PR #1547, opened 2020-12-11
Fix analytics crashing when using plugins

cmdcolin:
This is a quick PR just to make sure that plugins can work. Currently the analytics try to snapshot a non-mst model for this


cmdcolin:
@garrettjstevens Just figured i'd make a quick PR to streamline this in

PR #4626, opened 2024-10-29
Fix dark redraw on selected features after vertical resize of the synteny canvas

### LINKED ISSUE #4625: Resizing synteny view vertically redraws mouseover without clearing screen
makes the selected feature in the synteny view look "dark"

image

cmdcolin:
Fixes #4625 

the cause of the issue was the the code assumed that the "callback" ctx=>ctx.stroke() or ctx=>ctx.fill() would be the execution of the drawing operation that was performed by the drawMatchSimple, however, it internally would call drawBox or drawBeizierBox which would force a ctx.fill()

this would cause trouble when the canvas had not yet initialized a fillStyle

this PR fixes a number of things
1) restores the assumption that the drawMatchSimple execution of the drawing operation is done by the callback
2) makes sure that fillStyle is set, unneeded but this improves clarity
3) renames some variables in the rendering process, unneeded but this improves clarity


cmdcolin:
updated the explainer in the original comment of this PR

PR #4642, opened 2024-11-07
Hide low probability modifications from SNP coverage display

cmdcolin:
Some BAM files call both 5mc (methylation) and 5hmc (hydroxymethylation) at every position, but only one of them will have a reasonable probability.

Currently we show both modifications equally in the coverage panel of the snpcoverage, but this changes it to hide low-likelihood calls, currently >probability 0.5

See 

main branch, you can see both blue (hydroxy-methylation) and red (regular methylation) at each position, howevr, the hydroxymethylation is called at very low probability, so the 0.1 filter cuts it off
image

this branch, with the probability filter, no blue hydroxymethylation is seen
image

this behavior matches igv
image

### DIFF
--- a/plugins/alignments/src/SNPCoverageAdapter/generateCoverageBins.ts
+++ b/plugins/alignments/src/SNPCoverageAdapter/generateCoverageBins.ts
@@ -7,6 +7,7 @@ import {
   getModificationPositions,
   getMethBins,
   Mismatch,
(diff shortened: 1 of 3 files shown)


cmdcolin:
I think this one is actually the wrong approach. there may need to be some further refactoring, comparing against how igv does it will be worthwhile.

● ● ●

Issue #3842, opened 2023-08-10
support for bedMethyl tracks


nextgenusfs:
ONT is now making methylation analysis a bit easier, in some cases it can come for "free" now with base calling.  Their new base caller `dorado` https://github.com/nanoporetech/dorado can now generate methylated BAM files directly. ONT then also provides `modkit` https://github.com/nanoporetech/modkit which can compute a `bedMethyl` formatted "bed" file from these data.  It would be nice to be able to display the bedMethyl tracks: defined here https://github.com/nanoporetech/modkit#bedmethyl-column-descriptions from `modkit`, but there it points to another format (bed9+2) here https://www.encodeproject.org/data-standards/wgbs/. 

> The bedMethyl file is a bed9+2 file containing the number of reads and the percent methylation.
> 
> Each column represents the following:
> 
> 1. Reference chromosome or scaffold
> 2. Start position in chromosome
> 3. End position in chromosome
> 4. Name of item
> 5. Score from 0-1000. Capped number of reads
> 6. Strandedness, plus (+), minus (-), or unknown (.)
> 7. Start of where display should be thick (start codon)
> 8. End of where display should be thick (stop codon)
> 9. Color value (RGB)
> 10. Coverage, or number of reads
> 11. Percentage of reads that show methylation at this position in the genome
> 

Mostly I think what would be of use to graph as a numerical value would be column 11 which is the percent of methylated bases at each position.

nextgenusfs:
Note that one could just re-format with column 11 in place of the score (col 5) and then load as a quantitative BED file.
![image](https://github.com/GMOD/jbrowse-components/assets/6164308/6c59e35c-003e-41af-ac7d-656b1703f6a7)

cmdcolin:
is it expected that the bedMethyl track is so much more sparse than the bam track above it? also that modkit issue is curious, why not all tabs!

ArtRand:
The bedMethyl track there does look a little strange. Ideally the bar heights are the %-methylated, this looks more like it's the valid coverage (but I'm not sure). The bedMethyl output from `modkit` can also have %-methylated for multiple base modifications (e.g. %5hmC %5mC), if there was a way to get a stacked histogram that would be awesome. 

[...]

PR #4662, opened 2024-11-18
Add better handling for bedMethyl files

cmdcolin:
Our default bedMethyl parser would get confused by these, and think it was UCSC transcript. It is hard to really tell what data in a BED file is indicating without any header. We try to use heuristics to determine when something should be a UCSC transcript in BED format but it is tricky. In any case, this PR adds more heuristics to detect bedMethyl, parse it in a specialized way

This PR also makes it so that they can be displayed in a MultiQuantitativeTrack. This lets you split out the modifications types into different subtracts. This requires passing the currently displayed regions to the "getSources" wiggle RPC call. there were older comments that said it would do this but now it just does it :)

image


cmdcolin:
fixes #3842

● ● ●

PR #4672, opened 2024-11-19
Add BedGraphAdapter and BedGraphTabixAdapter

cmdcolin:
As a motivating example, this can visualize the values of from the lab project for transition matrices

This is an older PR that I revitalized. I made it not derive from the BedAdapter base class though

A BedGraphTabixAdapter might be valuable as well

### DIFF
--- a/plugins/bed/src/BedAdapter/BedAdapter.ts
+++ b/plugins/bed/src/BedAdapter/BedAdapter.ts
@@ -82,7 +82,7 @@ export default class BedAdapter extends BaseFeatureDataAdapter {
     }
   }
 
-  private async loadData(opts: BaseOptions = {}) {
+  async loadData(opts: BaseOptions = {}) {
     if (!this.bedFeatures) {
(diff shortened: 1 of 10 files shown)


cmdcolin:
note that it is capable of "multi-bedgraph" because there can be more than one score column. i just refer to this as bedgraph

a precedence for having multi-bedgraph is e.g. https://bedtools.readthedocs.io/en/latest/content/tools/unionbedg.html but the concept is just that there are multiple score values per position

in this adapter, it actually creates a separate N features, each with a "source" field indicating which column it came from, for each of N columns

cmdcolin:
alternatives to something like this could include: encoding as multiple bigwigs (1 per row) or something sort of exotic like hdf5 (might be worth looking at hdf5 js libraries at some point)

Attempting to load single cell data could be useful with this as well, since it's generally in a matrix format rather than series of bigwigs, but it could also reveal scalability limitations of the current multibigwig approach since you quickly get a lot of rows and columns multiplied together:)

● ● ●

* Task objective
What is asked for is an exact copy of the lines above from the one containing "Our default bedMethyl" through the one containing "fixes #3842", and only those.

* Output below
Our default bedMethyl parser would get confused by these, and think it was UCSC transcript. It is hard to really tell what data in a BED file is indicating without any header. We try to use heuristics to determine when something should be a UCSC transcript in BED format but it is tricky. In any case, this PR adds more heuristics to detect bedMethyl, parse it in a specialized way

This PR also makes it so that they can be displayed in a MultiQuantitativeTrack. This lets you split out the modifications types into different subtracts. This requires passing the currently displayed regions to the "getSources" wiggle RPC call. there were older comments that said it would do this but now it just does it :)

image


cmdcolin:
fixes #3842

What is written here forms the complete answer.